I understand you have an ID column already defined as a NUMBER, and it would be a big pain to change everything late in an application development from NUMBER to RAW(16). But in a new application, given that a sequence generated number is (usually) completely hidden from the end user, is there any reason to prefer a NUMBER to a RAW - other than those I gave above?

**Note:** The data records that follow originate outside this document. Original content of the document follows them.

PR #737, opened 2022-11-14
docs: spell out dead-letter-queue

lovromazgon:
We are changing the user-facing naming of DLQ to `dead-letter-queue` (endpoints, config files).

I also updated the definition of the nack threshold. After starting to work with it I think it's more intuitive to define what is still tolerated rather than when the pipeline stops. For example, a threshold of `0` means no nacks are tolerated (first failed message brings the number of nacked messages to `1` which crosses the threshold and stops the pipeline).


hariso (approved):
:muscle:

Of course, if the number was visible (eg used as a generated account number) that would be a reason to retain NUMBER - it's much easier to remember than 32 hex digits!

Regards Nigel

BradW said...

I am looking into an alternative using Java. I will see what I come up with. In Java, I generate a million GUIDs in under 200ms. I am just waiting for the DBAs to load java for me... :) I will then be also adding encoding / compression so I can store the value in a RAW(11) instead of RAW(16). I will post some metrics for you.

Unknown said...

Hi,

We have an database with Sequence Number for PKs. The application should work in both connected and disconnected mode. So we are planning to install local database instance in the clinet machine. Also we are planning to add MVs to replicated data which are to be created in the server alone. Now we need to synchronize the data in some table which are allowed to manipulated in disconencted mode. My suggestion is to have a different range of sequecnce numbers server(1-2 million in client and 3-10 million in server db). A manula sync alogorithm can be written to syn the local data to the server (use server seq while uploading the data) and remove the local data once the sync is over. But my project managet try the GUID insted of Sequnce number. Do you think which is better for my situation. Please note that the data which is allowed to created in the local can be added by 2000 users(1/4th of them may be online at a time).